Morton discusses the end further whereby the aesthetic of an object initiates a ‘subject-quake’ or a little death, these quakes cancel out the difference between a thing and its appearance and ultimately bring about the end of an object. In this process the end of an object brings about beauty. Beauty here is described, as derived from Kant, the experience of co-existing with an object. When an object ends it fuses with both the space inside and outside, it becomes its environment, it co-exists with another object.

The death of the object is further expanded through a process of transformation into another, the initial object is taken over and translated into that of another. The more complete the translation, the more complete the death. However, Morton counters that every translation is necessarily imperfect, an uncanny resemblance where the object is no longer the same but still resembles it in its appearance.

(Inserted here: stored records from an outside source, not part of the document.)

PR #472, opened 2016-11-20
Fix generator names

tony19:

The generator name was parsed from the directory name (`./generator-polymer-init-foo/` --> `"foo"`), and this name was given to all sub-generators in the directory, regardless of their individual `package.json` config for `name`, which made them indistinguishable without descriptions. Technically, Yeoman generators are supposed to be named based on their `package.json` config [[1]](http://yeoman.io/authoring/).

### Example

```
generator-polymer-init-my-app
├── generators
│   ├── foo
│   │   ├── index.js
│   │   ├── package.json   # name: 'polymer-init-foo-el', description: 'My foo element'
│   │   └── templates
│   │      └── _element_test.html
│   └── bar
│       ├── index.js
│       ├── package.json   # name: 'polymer-init-bar-el', description: 'My bar element'
│       └── templates
│          └── _element_test.html
└── package.json # description: 'My test app'
```

*Before*
```
$ polymer init
? Which starter template would you like to use? 
  element - A blank element template 
  application - A blank application template 
  shop - The "Shop" Progressive Web App demo 
  starter-kit - A starter application template, with navigation and "PRPL pattern" loading 
❯ my-app - My foo element
  my-app - My bar element
```

*After*
```
$ polymer init
? Which starter template would you like to use? 
  element - A blank element template 
  application - A blank application template 
  shop - The "Shop" Progressive Web App demo 
  starter-kit - A starter application template, with navigation and "PRPL pattern" loading 
❯ foo-el - My foo element
  bar-el - My bar element
```

### DIFF
--- a/src/commands/init.ts
+++ b/src/commands/init.ts
@@ -37,7 +37,8 @@ export class InitCommand implements Command {
 
     const templateName = options['name'];
     if (templateName) {
-      const generatorName = `polymer-init-${templateName}:app`;
+      const subgen = (templateName.indexOf(':') !== -1) ? '' : ':app';
+      const generatorName = `polymer-init-${templateName}${subgen}`;
       logger.debug('template name provided', {
         generator: generatorName,
         template: templateName,
--- a/src/init/init.ts
+++ b/src/init/init.ts
@@ -136,9 +136,9 @@ function getGeneratorMeta(
 
 /**
  * Extract the meaningful name from the full Yeoman generator name.
- * Strip the standard generator prefixes ("generator-" and "polymer-init-"),
- * and extract the remainder of the name (the first part of the string
- * before any colons).
+ * Strip the standard generator prefixes ("generator-", "polymer-init-",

The object both is and is not. Applied to my own project work; the translation of a human to that of a 3D render of itself can be seen as the death of the human object in the translation to the 3D object. The 3D render bears an uncanny resemblance to the human, but it is a virtual amalgamation of a mesh and a texture. It both is and is not the human. The 3D head can also be seen, by Morton’s follow up concept, as existing in a ghostly half-life. However, Morton states that objects are already ghosts of themselves, birth/persistence/death are all happening simultaneously. An object is at its end at its beginning, persistence is just the facade on top of this, ‘an object is just a “black hole” with a fading photograph of itself on its surface.’ (Morton, 2013, 196).

‘An object affects another object by translating it, as best it can, into its own terms… A perfect translation of one object by another would entail the destruction of that object.’ (Morton, 2013, 199).

Further along the lines of the incompleteness of objects, the 3D render is thus the reduction of the human to pure appearance where the inner fragility of the human (the basis that it can exist at all in Morton’s view) activates its own destruction. This destruction is through the 3D process interfering with the rift between essence and appearance that resulted in the human object being born in the first place, this is done by translating the human so radically into a 3D object of itself that the human collapses. By collapsing the human is allowing itself to aesthetically attune itself to its translator. Yet, as Morton continues, ‘there can be no perfect translation of an object, because the translator is also an (inconsistent) object… Thus there appear cinders, fragments, debris.’ (Morton, 2013, 200). This is evident in the incompleteness of the 3D render; the gaps in the mesh, the debris of extra triangles, the fragments of distorted features. Ultimately, ‘new objects are uncanny reminders of broken objects.’ (Morton, 2013, 200). Perhaps within my project I am not finding the point at which the human becomes an object, but rather the translation of the human into another. The inbetween of one object’s end and anther’s birth and at which point either is just persisting, suspended in the rift.

Morton ends the chapter by discussing this process in relation to time, there is no end of one object and then the beginning of another. The two modes of time intersect, an object’s destructive relating and the futural not-yet-ness of beginning. The two are occurring at the same time in different dimensions, in different modes of existence, outside of linear time in the ‘Moment‘. ‘The glass is forgotten – not by us, but by the shards’ (Morton, 2013, 218), or, the human is forgotten – not by us, but by the mesh.